"Le Lambeau", Philippe Lançon

Discuter de tout et de rien

Modérateur : modérateurs

Répondre
Charlie Brown
Messages : 2853
Enregistré le : 06 sept. 2005, 21:19

"Le Lambeau", Philippe Lançon

Message par Charlie Brown »

Image



Je vous cause rarement de mes lectures. Mais là, c'est plus fort que moi. Des lectures indispensables, qui vous travaillent de l'intérieur, qui marquent une vie de lecteur, y'en a pas tant que ça dans une vie, justement.
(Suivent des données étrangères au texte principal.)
Issue #2393, opened 2025-04-02
Dokku deployments: Improve data migrations reliability


lucyb:
# Why are we doing this?

[Dokku recommends](https://dokku.com/docs/advanced-usage/deployment-tasks/) that database migrations are done during deployment but before an app is deployed. They recommend that the migrations are applied during the "release" phase.

We recently had an [outage](https://docs.google.com/document/d/1L9qMOAOe65Fwl7pHkbbCJ0otRsOEQvNHc-O68U-6rvg/edit?tab=t.0#heading=h.1ytdczc27rgj) where migrations were not fully applied during a deployment and the app needed to be redeployed in order for the migrations to be applied fully.

# How will we know when it's done?

Migrations can be successfully applied during the release phase rather than during app start up.

# What are we doing?

Moving the application of Django migrations to the `Procfile` : `release` and removing them from the entrypoint script that's run on container startup.

---

[Defining delivery tasks guidance](https://bennett.wiki/tech-group/delivery-process/task-definition/)

lucyb:
I've created a branch for this work [here](https://github.com/opensafely-core/opencodelists/pull/2457). I'm not sure when I'm going to have time to pick it up again, so would be happy for someone else to continue the work.

PR #2457, opened 2025-04-22
Move migrations to Procfile

lucyb:
[Dokku recommends](https://dokku.com/docs/advanced-usage/deployment-tasks/) that database migrations are not done _during_ deployment, but _before_ an app is deployed. They recommend that the migrations are applied during the "release" phase. This should stop deployments failing due to health checks timing out during a long running migration.

Refs: #2393

TODO:
- [ ] test change works with dokku
- [x] figure out how to test migrations in CI (EDIT: this is now being done during unit testing of the dev image and during the smoke test of the prod image)
- [x] ensure migrations are still run in local dev (EDIT: this change only affects the prod image, the dev image is unchanged)

### DIFF
--- a/Procfile
+++ b/Procfile
@@ -1,0 +1,2 @@
+web: /opt/venv/bin/gunicorn --config /app/deploy/gunicorn/conf.py opencodelists.wsgi
+release: /app/deploy/prod.sh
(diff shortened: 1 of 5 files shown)


lucyb:
I've tried to test this change using Steve's [PR](https://github.com/opensafely-core/opencodelists/pull/2487) to run it in devcontainers (with some small tweaks). However, this isn't pulling in the Profile, so I don't know if that's configured correctly (which is the part that I really want to test).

Jusque là, je n'avais rien eu envie de lire sur le massacre de Charlie Hebdo. Mais, au hasard d'une émission de radio écoutée d'une oreille distraite, j'ai entendu prononcer le mot "littérature", pour qualifier ce livre. Je ne lis que rarement, voire jamais, les témoignages. La littérature, en revanche…

J'ai été happé dès les premières lignes par la qualité d'écriture et j'ai avalé les 100 premières pages d'un coup ! Je n'ai pu lâcher le livre qu'après la lecture de ces cinq premiers chapitres, dont les deux derniers, éprouvants et hypnotiques, constituent le récit de l'attentat du point de vue de l'auteur. La nuit qui a suivi, je n'ai pas réussi à trouver le sommeil. Il m'a fallu trois bonnes journées pour digérer tout ça et pouvoir attaquer le chapitre 6 et les 400 pages suivantes, que j'ai lues petit morceau par petit morceau, et qui représentent le cœur de l'ouvrage : l'improbable reconstruction.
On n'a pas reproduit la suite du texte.